The function in the above expression can be split as the product of two functions.

$=\,\,\,$ $\displaystyle \large \lim_{h \,\to\, 0}{\normalsize \Bigg(\dfrac{2}{\Big(e^{\displaystyle (x+h)}-e^{\displaystyle -(x+h)}\Big)\Big(e^{\displaystyle x}-e^{\displaystyle -x}\Big)}}$ $\times$ $\dfrac{e^{\displaystyle x}\Big(1-e^{\displaystyle h}\Big)-e^{\displaystyle -x}\Big(1-e^{\displaystyle -h}\Big)}{h}\Bigg)$

The limit of the product can be evaluated by the product rule of limits.

$=\,\,\,$ $\displaystyle \large \lim_{h \,\to\, 0}{\normalsize \dfrac{2}{\Big(e^{\displaystyle (x+h)}-e^{\displaystyle -(x+h)}\Big)\Big(e^{\displaystyle x}-e^{\displaystyle -x}\Big)}}$ $\times$ $\displaystyle \large \lim_{h \,\to\, 0}{\normalsize \dfrac{e^{\displaystyle x}\Big(1-e^{\displaystyle h}\Big)-e^{\displaystyle -x}\Big(1-e^{\displaystyle -h}\Big)}{h}}$

### Evaluate the Limit of the function

We have two multiplying functions and let us evaluate the limit of each function. Now, find the limit of the first factor by the direct substitution method.
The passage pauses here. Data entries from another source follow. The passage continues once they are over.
PR #1723, opened 2024-03-06
De-duplicate I/O error-detailing code

eduard-bagdasaryan:
This improvement eliminates code duplication introduced
in recent commit b850f8b.

### DIFF
--- a/src/FwdState.cc
+++ b/src/FwdState.cc
@@ -240,11 +240,7 @@ FwdState::updateAleWithFinalError()
     if (!err || !al)
         return;
 
-    LogTagsErrors lte;
-    if (err->xerrno == ETIMEDOUT || err->type == ERR_READ_TIMEOUT)
-        lte.timedout = true;
-    else if (err->type != ERR_NONE)
-        lte.aborted = true;
+    const auto lte = LogTagsErrors::FromErrno(err->type == ERR_READ_TIMEOUT ? ETIMEDOUT : err->xerrno);
     al->cache.code.err.update(lte);
     if (!err->detail) {
         static const auto d = MakeNamedErrorDetail("WITH_SERVER");
--- a/src/LogTags.cc
+++ b/src/LogTags.cc
@@ -18,6 +18,15 @@ LogTagsErrors::update(const LogTagsErrors &other)
     aborted = aborted || other.aborted;
 }
 
+LogTagsErrors
+LogTagsErrors::FromErrno(const int errNo)
+{
+    LogTagsErrors lte;
+    lte.timedout = errNo == ETIMEDOUT;
+    lte.aborted = !lte.timedout; // intentionally true for zero errNo
+    return lte;
+}
+
 /* LogTags */
 
 // old deprecated tag strings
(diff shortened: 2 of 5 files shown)


eduard-bagdasaryan:
This PR addresses a PR1582 [suggestion](This improvement eliminates code duplication introduced
by https://github.com/measurement-factory/squid/commit/b850f8b2161635fba683e9f55e8a2f068937174a fix).

src/FwdState.cc
```diff
@@ -240,11 +240,7 @@ FwdState::updateAleWithFinalError()
     if (!err || !al)
         return;
 
-    LogTagsErrors lte;
-    if (err->xerrno == ETIMEDOUT || err->type == ERR_READ_TIMEOUT)
-        lte.timedout = true;
-    else if (err->type != ERR_NONE)
-        lte.aborted = true;
+    const auto lte = LogTagsErrors::FromErrno(err->type == ERR_READ_TIMEOUT ? ETIMEDOUT : err->xerrno);
```
rousskov, line 243: Eduard and I tried to figure out why this code treated ERR_NONE `err->type` specially (commit 21f90159029aeb05fca55a6f48f120afb5f2b705), but failed. I speculate that this code was negatively influenced by Ftp::Client::failed() or similar ugly methods that try hard to trick the reader into thinking that the method creates ErrorState objects with ERR_NONE `type`.

We believe it is best to move on to simpler and less duplicated code here until we find specific reasons to make exceptions (which we will have to explain when re-adding).

This comment does not request any code changes. I am just explaining why PR code ignores the special ERR_NONE condition in this refactoring.

rousskov (dismissed):
Thank you for this cleanup!

src/FwdState.cc
yadij: I think it was there because client disconnect after sending the whole reply is not an abort/error.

$=\,\,\,$ $\dfrac{2}{\Big(e^{\displaystyle (x+0)}-e^{\displaystyle -(x+0)}\Big)\Big(e^{\displaystyle x}-e^{\displaystyle -x}\Big)}$ $\times$ $\displaystyle \large \lim_{h \,\to\, 0}{\normalsize \dfrac{e^{\displaystyle x}\Big(1-e^{\displaystyle h}\Big)-e^{\displaystyle -x}\Big(1-e^{\displaystyle -h}\Big)}{h}}$

$=\,\,\,$ $\dfrac{2}{\Big(e^{\displaystyle (x)}-e^{\displaystyle -(x)}\Big)\Big(e^{\displaystyle x}-e^{\displaystyle -x}\Big)}$ $\times$ $\displaystyle \large \lim_{h \,\to\, 0}{\normalsize \dfrac{e^{\displaystyle x}\Big(1-e^{\displaystyle h}\Big)-e^{\displaystyle -x}\Big(1-e^{\displaystyle -h}\Big)}{h}}$

$=\,\,\,$ $\dfrac{2}{\Big(e^{\displaystyle x}-e^{\displaystyle -x}\Big)\Big(e^{\displaystyle x}-e^{\displaystyle -x}\Big)}$ $\times$ $\displaystyle \large \lim_{h \,\to\, 0}{\normalsize \dfrac{e^{\displaystyle x}\Big(1-e^{\displaystyle h}\Big)-e^{\displaystyle -x}\Big(1-e^{\displaystyle -h}\Big)}{h}}$

$=\,\,\,$ $\dfrac{2}{\Big(e^{\displaystyle x}-e^{\displaystyle -x}\Big)^2}$ $\times$ $\displaystyle \large \lim_{h \,\to\, 0}{\normalsize \dfrac{e^{\displaystyle x}\Big(1-e^{\displaystyle h}\Big)-e^{\displaystyle -x}\Big(1-e^{\displaystyle -h}\Big)}{h}}$

Now, let us evaluate the limit of the second multiplying function but we cannot use direct substitution method for the second factor because it becomes indeterminate if we try it. So, let’s use another mathematical approach.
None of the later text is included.